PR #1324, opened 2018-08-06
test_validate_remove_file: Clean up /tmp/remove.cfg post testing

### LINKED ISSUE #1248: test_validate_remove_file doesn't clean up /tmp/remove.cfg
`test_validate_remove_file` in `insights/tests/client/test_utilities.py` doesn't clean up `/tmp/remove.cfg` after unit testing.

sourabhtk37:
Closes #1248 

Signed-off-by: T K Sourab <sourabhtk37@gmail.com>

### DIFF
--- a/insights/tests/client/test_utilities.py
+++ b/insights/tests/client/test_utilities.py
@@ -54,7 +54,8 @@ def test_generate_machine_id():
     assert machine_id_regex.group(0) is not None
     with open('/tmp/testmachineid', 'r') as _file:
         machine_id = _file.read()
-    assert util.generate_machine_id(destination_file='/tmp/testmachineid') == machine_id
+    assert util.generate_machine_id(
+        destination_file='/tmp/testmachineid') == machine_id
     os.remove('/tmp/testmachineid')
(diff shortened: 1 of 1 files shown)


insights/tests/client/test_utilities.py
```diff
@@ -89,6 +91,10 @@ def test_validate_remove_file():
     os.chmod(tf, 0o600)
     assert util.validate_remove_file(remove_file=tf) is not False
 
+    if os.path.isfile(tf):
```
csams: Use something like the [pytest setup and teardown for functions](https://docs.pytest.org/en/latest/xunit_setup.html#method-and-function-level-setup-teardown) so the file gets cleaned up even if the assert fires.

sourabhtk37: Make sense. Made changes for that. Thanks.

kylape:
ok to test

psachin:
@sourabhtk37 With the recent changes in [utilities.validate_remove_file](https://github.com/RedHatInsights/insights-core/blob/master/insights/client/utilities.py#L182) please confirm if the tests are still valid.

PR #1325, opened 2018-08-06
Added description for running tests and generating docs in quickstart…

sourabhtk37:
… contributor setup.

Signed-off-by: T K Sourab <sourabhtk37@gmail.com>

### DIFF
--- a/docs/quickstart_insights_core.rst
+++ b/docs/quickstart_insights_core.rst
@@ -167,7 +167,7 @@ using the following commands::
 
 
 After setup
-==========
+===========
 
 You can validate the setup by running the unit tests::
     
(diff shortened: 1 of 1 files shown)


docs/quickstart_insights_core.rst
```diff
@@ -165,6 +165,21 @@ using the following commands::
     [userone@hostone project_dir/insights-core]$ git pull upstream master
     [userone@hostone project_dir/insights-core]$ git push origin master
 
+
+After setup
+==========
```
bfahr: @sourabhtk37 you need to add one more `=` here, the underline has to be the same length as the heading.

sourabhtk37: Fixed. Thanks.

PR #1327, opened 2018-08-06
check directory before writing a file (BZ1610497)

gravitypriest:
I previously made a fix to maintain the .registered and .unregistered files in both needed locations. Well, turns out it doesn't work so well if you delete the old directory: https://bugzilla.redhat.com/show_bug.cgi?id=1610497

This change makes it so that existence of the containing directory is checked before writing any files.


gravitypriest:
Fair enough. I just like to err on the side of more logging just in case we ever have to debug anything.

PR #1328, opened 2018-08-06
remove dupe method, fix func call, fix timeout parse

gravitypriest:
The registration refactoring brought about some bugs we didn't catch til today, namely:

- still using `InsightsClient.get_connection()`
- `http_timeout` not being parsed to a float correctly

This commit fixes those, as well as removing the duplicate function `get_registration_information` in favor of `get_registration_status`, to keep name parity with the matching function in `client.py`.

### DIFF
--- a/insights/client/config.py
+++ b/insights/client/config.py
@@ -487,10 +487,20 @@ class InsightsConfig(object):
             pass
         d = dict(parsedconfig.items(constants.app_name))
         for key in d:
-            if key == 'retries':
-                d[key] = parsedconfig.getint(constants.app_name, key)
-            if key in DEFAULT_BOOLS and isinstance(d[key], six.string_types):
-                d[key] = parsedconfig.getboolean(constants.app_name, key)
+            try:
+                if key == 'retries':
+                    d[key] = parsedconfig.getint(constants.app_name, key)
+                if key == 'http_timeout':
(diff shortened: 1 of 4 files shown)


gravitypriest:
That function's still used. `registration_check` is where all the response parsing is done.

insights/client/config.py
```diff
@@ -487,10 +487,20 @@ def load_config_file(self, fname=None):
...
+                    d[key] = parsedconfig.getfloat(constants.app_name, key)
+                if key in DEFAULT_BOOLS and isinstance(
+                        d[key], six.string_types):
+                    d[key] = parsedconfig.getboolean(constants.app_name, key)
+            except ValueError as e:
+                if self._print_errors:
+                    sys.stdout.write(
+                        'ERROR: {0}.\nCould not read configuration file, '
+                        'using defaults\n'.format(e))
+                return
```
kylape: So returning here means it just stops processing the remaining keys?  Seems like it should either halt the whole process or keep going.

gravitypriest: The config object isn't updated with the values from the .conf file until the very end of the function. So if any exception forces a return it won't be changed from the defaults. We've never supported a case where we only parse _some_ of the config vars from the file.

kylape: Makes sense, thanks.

※ ※ ※

> Exercise brief: Return only the number of lines above in which the string "more" occurs.

> Written response: 2